> _Material shown_:
◇ ◇ ◇
PR #409, opened 2021-02-18
Upgrading CFJC to 5.1

Albertoimpl:
[Connected to #406]


README.adoc
```diff
@@ -22,6 +22,24 @@ Join us in our gitter channel: https://gitter.im/spring-cloud-app-broker/communi
 
 === Compatibility
 
+==== 1.3.x
+
+* https://projects.spring.io/spring-framework/[Spring Framework] 5.3.x
+* https://projects.spring.io/spring-boot/[Spring Boot] 2.4.x
+* https://github.com/cloudfoundry/cf-java-client/[Cloud Foundry Java Client] 5.x
+* https://github.com/reactor/[Reactor] 3.4.x
+* https://spring.io/projects/spring-cloud-open-service-broker/[Spring Cloud Open Service Broker] 3.4.x
```
royclarkson, line 31: Let's keep on SCOSB 3.3.x since it's built on Boot 2.4 and already GA.

README.adoc
```diff
@@ -22,6 +22,24 @@ Join us in our gitter channel: https://gitter.im/spring-cloud-app-broker/communi
...
+* https://github.com/openservicebrokerapi/servicebroker/tree/v2.15/[Open Service Broker API] 2.16
```
royclarkson, line 32: Same as above, let's stick on 2.15 via SCOSB.

spring-cloud-app-broker-deployer-cloudfoundry/src/main/java/org/springframework/cloud/appbroker/deployer/cloudfoundry/CloudFoundryDeploymentProperties.java
```diff
@@ -114,7 +114,7 @@
 	/**
 	 * The buildpack to use for deploying the application.
 	 */
-	private String buildpack;
+	private String buildpack = "java_buildpack_offline";
```
royclarkson, line 117: seems reasonable to me. @spikymonkey any concerns about this?

royclarkson (changes requested):
added a couple minor changes in compatibility matrix

README.adoc
Albertoimpl: Good point. Changed!

spring-cloud-app-broker-deployer-cloudfoundry/src/main/java/org/springframework/cloud/appbroker/deployer/cloudfoundry/CloudFoundryDeploymentProperties.java
spikymonkey: What's the context around the need for the change? I would probably favour keeping things explicit rather than defaulting - we can't guarantee which buildpacks are going to be available in the target env, and I've certainly seen envs where `java_buildpack_offline` doesn't exist.

royclarkson: CFJC now requires a build pack name in some API calls.

Albertoimpl: The context is that buildpacks are not optional anymore, they have to be explicitly specified.
For example https://github.com/spring-cloud/spring-cloud-app-broker/pull/409/files#diff-6ed7594932ade9fa992e723b4f269c0b61cc4127a8dc40af23c9ab1168cc6e53R54
With that default we just make it work in most of the PCF environments, but it's true that `java_buildpack_offline` is not available in other non PCF environments.
We have to document it regardless of the default that `buildpack` is not optional anymore, regardless if we default it or not.

spikymonkey: Wait what? 😅

spikymonkey: That's inconvenient

README.adoc
royclarkson: 👍

royclarkson (approved):
Looks good!

spring-cloud-app-broker-deployer-cloudfoundry/src/main/java/org/springframework/cloud/appbroker/deployer/cloudfoundry/CloudFoundryDeploymentProperties.java
spikymonkey: I can't really tell where the mandatory buildpack has come in from this, but it doesn't make much sense to me.  User should totally be able to throw some bits at the API and have the available buildpacks determine which if any can convert those bits into a package. Any chance we can use the buildpack returned from the build creation step in further API calls?

Albertoimpl: To be more concise, the buildpacks are now mandatory when doing a push with manifest, which was not the case before and it's what we use to do most of the create operations. 
We don't have much information about buildpacks before that.

spikymonkey: Can it just be set to an empty array (i.e. autodetect buildpack)? 

Screenshot 2021-02-18 at 5 30 15 pm

Albertoimpl: Definitely much better! I will change it to that. Thanks!

Albertoimpl: Updated it to an empty String to construct the manifest as an empty buildpacks array.

spikymonkey (approved):
LGTM @Albertoimpl - thanks!

PR #410, opened 2021-02-23
Updating CFJC to 5.1

Albertoimpl:
Updating compatibility matrix with SCOSB and OSBAPI versions

Updating default buildpack to empty String. Nulls are not allowed by operations and the only way to enable autodiscovery is by passing and empty list, passing an empty String will trigget that behaviour. Updating tests to document the default buildpack


spikymonkey (approved):

Albertoimpl:
Thanks @spikymonkey!

PR #416, opened 2021-03-11
Only recreate client if the existing client has different authorities

LittleBaiBai:
Previously we recreate client before each test. When multiple tests are running concurrently, if a token is issued for test A but the client was deleted during test B, then the token used for test A would be an 'invalid token' and fail the test. Another error scenario is when test A and test B both trigger client creation at the same time, one of them would error out due to `client already exists`. This fix should avoid most of the risk in terms of client creation


royclarkson (approved):
Looks ok 🤷‍♂️   I saw the passing test runs, so go for it!

PR #457, opened 2021-09-06
Fix dependencies for the 1.1.x branch

spikymonkey:
I think we picked up some unintended commits in this branch since the
last 1.1.x release tag and accidentally moved to Spring Boot 2.3.
Rolling back to the latest available versions in the correct release
series:

* CF Java Client 4.16.0.RELEASE
* Open Service Broker 3.1.2.RELEASE
* Spring Boot 2.2.13.RELEASE


Albertoimpl (approved):
Looks good! It also looks like will keep the compatibility with OSBAPI  2.25 even with these versions.

PR #465, opened 2021-09-10
Update version after release

abelsromero:


abelsromero:
NOTE: the commit for the Dockerfile update was not included because we filter that file in put git-repo during build task. Is fine.

PR #474, opened 2021-09-23
Scaling  vm types 1.1.x

Albertoimpl:
By default, cf-deployment uses minimal vm type, scaling the main components up vertically
to use large instead.


spikymonkey (approved):
Thanks for doing this @Albertoimpl! 👍

PR #504, opened 2022-01-05
Updating concourse vars

Albertoimpl:


ci/tasks/build-project.yml
```diff
@@ -15,8 +15,7 @@ caches:
   - path: maven
   - path: gradle
 run:
-  path: ci/scripts/build-project.sh
-  dir: git-repo
+  path: git-repo/ci/scripts/build-project.sh
```
spikymonkey, line 18: Another solution could be to pass `DISTRIBUTION_REPOSITORY_OUTPUT` in the `params` rather than try to compute it from `pwd` in the script. We use that pattern in most of our other projects for the input / output paths... wdyt?

spikymonkey (approved):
◇ ◇ ◇
> _Action item_: Quote, without alteration, the final stretch of the entries: the line with "By default, cf-deployment" onward to the last line.

> _Answer for the task_:
By default, cf-deployment uses minimal vm type, scaling the main components up vertically
to use large instead.


spikymonkey (approved):
Thanks for doing this @Albertoimpl! 👍

PR #504, opened 2022-01-05
Updating concourse vars

Albertoimpl:


ci/tasks/build-project.yml
```diff
@@ -15,8 +15,7 @@ caches:
   - path: maven
   - path: gradle
 run:
-  path: ci/scripts/build-project.sh
-  dir: git-repo
+  path: git-repo/ci/scripts/build-project.sh
```
spikymonkey, line 18: Another solution could be to pass `DISTRIBUTION_REPOSITORY_OUTPUT` in the `params` rather than try to compute it from `pwd` in the script. We use that pattern in most of our other projects for the input / output paths... wdyt?

spikymonkey (approved):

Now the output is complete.